◆ **PROBLEM DETAILS**
Pull every line containing "using" from the entries.

[Records from a dataset]
——————————

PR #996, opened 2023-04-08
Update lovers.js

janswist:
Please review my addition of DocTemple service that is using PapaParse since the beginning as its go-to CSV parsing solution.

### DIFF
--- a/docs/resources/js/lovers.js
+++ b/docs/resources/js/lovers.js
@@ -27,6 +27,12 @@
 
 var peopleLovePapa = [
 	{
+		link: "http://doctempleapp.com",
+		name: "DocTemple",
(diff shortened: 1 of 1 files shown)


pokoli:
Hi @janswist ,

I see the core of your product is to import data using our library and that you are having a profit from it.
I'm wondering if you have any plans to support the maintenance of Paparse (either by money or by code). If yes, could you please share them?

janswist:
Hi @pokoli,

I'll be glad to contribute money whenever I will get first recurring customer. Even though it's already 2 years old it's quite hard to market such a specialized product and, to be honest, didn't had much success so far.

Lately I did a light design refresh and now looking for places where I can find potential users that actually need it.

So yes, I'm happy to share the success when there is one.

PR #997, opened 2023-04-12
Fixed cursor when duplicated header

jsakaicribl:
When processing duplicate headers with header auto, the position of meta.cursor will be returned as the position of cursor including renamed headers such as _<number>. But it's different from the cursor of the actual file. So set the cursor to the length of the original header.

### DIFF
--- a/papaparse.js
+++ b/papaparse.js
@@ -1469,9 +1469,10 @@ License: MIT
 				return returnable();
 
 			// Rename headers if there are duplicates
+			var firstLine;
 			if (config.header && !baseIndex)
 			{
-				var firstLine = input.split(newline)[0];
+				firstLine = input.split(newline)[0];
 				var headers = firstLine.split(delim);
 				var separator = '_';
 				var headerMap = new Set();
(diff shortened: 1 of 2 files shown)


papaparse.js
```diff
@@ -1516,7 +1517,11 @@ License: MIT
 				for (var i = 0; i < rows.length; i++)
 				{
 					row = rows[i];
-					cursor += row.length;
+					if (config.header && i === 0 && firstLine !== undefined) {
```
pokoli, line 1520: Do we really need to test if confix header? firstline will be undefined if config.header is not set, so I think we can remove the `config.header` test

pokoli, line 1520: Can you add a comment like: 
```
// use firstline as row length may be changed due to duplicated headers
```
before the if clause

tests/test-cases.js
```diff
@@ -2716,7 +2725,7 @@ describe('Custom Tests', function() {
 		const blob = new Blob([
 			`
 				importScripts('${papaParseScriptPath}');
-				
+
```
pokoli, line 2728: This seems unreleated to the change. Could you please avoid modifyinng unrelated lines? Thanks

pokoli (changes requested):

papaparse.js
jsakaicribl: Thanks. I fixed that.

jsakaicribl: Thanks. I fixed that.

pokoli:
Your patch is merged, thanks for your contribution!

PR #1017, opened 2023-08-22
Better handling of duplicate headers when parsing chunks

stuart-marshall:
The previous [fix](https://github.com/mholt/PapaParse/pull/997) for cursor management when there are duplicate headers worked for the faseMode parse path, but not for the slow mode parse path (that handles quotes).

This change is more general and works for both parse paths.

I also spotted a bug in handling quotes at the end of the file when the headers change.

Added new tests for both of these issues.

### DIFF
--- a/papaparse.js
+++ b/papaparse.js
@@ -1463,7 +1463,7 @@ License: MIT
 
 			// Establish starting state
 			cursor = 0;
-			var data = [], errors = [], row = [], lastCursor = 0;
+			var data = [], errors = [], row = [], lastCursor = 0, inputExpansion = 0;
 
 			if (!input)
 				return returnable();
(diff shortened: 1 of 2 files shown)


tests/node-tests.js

——————————

◆ **TASK RESULT**
Please review my addition of DocTemple service that is using PapaParse since the beginning as its go-to CSV parsing solution.
I see the core of your product is to import data using our library and that you are having a profit from it.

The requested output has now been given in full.